Problem:
Could you reproduce every entry that follows, exactly as shown?
━━ Information ━━
PR #5562, opened 2024-02-01
feat(fs): implement littlefs lfs.h driver support

PierreRambaud:

Not sure it's the best way, but this is how I use LittleFS.h with Arduino on my side :)
Waiting for your feedback :pray: 
I'm sorry for not adding tests, never did it in C :/

### Notes

### DIFF
--- a/docs/libs/fs.rst
+++ b/docs/libs/fs.rst
@@ -14,6 +14,7 @@ LVG has built in support for:
 - POSIX (Linux and Windows using POSIX function .e.g ``open``, ``read``)
 - WIN32 (Windows using Win32 API function .e.g ``CreateFileA``, ``ReadFile``)
 - MEMFS (read a file from a memory buffer)
+- LITTLEFS (a little fail-safe filesystem designed for microcontrollers)
 
 You still need to provide the drivers and libraries, this extension
 provides only the bridge between FATFS, STDIO, POSIX, WIN32 and LVGL.
--- a/docs/libs/lfs.rst
+++ b/docs/libs/lfs.rst
@@ -1,0 +1,59 @@
+.. _lfs:
+
+==============
+littlefs
+==============
+
+littlefs is a little fail-safe filesystem designed for microcontrollers.
+
+Detailed introduction: https://github.com/littlefs-project/littlefs
+
+
+Usage
+-----
+
+Enable :c:macro:`LV_USE_FS_LITTLEFS` and define a :c:macro`LV_FS_LITTLEFS_LETTER` in ``lv_conf.h``.
+
+When enabled :c:macro:`lv_littlefs_set_handler` can be used to set up a mount point.
+
+Example
+-------
+
+.. code:: c
+    #include "lfs.h"
+
+    // configuration of the filesystem is provided by this struct
+    const struct lfs_config cfg = {
+        // block device operations
+        .read  = user_provided_block_device_read,
+        .prog  = user_provided_block_device_prog,
+        .erase = user_provided_block_device_erase,
+        .sync  = user_provided_block_device_sync,
+
+        // block device configuration
+        .read_size = 16,
+        .prog_size = 16,
+        .block_size = 4096,
+        .block_count = 128,
+        .cache_size = 16,
+        .lookahead_size = 16,
+        .block_cycles = 500,
+    };
+
+    // mount the filesystem
+    int err = lfs_mount(&lfs, &cfg);
+
+    // reformat if we can't mount the filesystem
+    // this should only happen on the first boot
+    if (err) {
+        lfs_format(&lfs, &cfg);
+        lfs_mount(&lfs, &cfg);
+    }
+
+    lv_littlefs_set_handler(&lfs);
+
+
+API
+---
+
+
--- a/src/libs/fsdrv/lv_fs_littlefs.c
+++ b/src/libs/fsdrv/lv_fs_littlefs.c
@@ -1,0 +1,188 @@
+#include "../../../lvgl.h"
+#if LV_USE_FS_LITTLEFS
+
+#include "lfs.h"
+#include "../../core/lv_global.h"
+
+typedef struct LittleFile {
+    lfs_file_t file;
+} LittleFile;
+
+/**********************
+ *  STATIC PROTOTYPES
+ **********************/
+static void * fs_open(lv_fs_drv_t * drv, const char * path, lv_fs_mode_t mode);
+static lv_fs_res_t fs_close(lv_fs_drv_t * drv, void * file_p);
+static lv_fs_res_t fs_read(lv_fs_drv_t * drv, void * file_p, void * buf, uint32_t btr, uint32_t * br);
+static lv_fs_res_t fs_write(lv_fs_drv_t * drv, void * file_p, const void * buf, uint32_t btw, uint32_t * bw);
+static lv_fs_res_t fs_seek(lv_fs_drv_t * drv, void * file_p, uint32_t pos, lv_fs_whence_t whence);
+static lv_fs_res_t fs_tell(lv_fs_drv_t * drv, void * file_p, uint32_t * pos_p);
+
+void lv_littlefs_set_handler(lfs_t * lfs)
+{
+    lv_fs_drv_t * drv = lv_fs_get_drv(LV_FS_LITTLEFS_LETTER);
+    drv->user_data = lfs;
+}
+
+/**
+ * Register a driver for the LittleFS File System interface
+ */
+void lv_fs_littlefs_init(void)
+{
━━━
Task result:
PR #5562, opened 2024-02-01
feat(fs): implement littlefs lfs.h driver support

PierreRambaud:

Not sure it's the best way, but this is how I use LittleFS.h with Arduino on my side :)
Waiting for your feedback :pray: 
I'm sorry for not adding tests, never did it in C :/

### Notes

### DIFF
--- a/docs/libs/fs.rst
+++ b/docs/libs/fs.rst
@@ -14,6 +14,7 @@ LVG has built in support for:
 - POSIX (Linux and Windows using POSIX function .e.g ``open``, ``read``)
 - WIN32 (Windows using Win32 API function .e.g ``CreateFileA``, ``ReadFile``)
 - MEMFS (read a file from a memory buffer)
+- LITTLEFS (a little fail-safe filesystem designed for microcontrollers)
 
 You still need to provide the drivers and libraries, this extension
 provides only the bridge between FATFS, STDIO, POSIX, WIN32 and LVGL.
--- a/docs/libs/lfs.rst
+++ b/docs/libs/lfs.rst
@@ -1,0 +1,59 @@
+.. _lfs:
+
+==============
+littlefs
+==============
+
+littlefs is a little fail-safe filesystem designed for microcontrollers.
+
+Detailed introduction: https://github.com/littlefs-project/littlefs
+
+
+Usage
+-----
+
+Enable :c:macro:`LV_USE_FS_LITTLEFS` and define a :c:macro`LV_FS_LITTLEFS_LETTER` in ``lv_conf.h``.
+
+When enabled :c:macro:`lv_littlefs_set_handler` can be used to set up a mount point.
+
+Example
+-------
+
+.. code:: c
+    #include "lfs.h"
+
+    // configuration of the filesystem is provided by this struct
+    const struct lfs_config cfg = {
+        // block device operations
+        .read  = user_provided_block_device_read,
+        .prog  = user_provided_block_device_prog,
+        .erase = user_provided_block_device_erase,
+        .sync  = user_provided_block_device_sync,
+
+        // block device configuration
+        .read_size = 16,
+        .prog_size = 16,
+        .block_size = 4096,
+        .block_count = 128,
+        .cache_size = 16,
+        .lookahead_size = 16,
+        .block_cycles = 500,
+    };
+
+    // mount the filesystem
+    int err = lfs_mount(&lfs, &cfg);
+
+    // reformat if we can't mount the filesystem
+    // this should only happen on the first boot
+    if (err) {
+        lfs_format(&lfs, &cfg);
+        lfs_mount(&lfs, &cfg);
+    }
+
+    lv_littlefs_set_handler(&lfs);
+
+
+API
+---
+
+
--- a/src/libs/fsdrv/lv_fs_littlefs.c
+++ b/src/libs/fsdrv/lv_fs_littlefs.c
@@ -1,0 +1,188 @@
+#include "../../../lvgl.h"
+#if LV_USE_FS_LITTLEFS
+
+#include "lfs.h"
+#include "../../core/lv_global.h"
+
+typedef struct LittleFile {
+    lfs_file_t file;
+} LittleFile;
+
+/**********************
+ *  STATIC PROTOTYPES
+ **********************/
+static void * fs_open(lv_fs_drv_t * drv, const char * path, lv_fs_mode_t mode);
+static lv_fs_res_t fs_close(lv_fs_drv_t * drv, void * file_p);
+static lv_fs_res_t fs_read(lv_fs_drv_t * drv, void * file_p, void * buf, uint32_t btr, uint32_t * br);
+static lv_fs_res_t fs_write(lv_fs_drv_t * drv, void * file_p, const void * buf, uint32_t btw, uint32_t * bw);
+static lv_fs_res_t fs_seek(lv_fs_drv_t * drv, void * file_p, uint32_t pos, lv_fs_whence_t whence);
+static lv_fs_res_t fs_tell(lv_fs_drv_t * drv, void * file_p, uint32_t * pos_p);
+
+void lv_littlefs_set_handler(lfs_t * lfs)
+{
+    lv_fs_drv_t * drv = lv_fs_get_drv(LV_FS_LITTLEFS_LETTER);
+    drv->user_data = lfs;
+}
+
+/**
+ * Register a driver for the LittleFS File System interface
+ */
+void lv_fs_littlefs_init(void)
+{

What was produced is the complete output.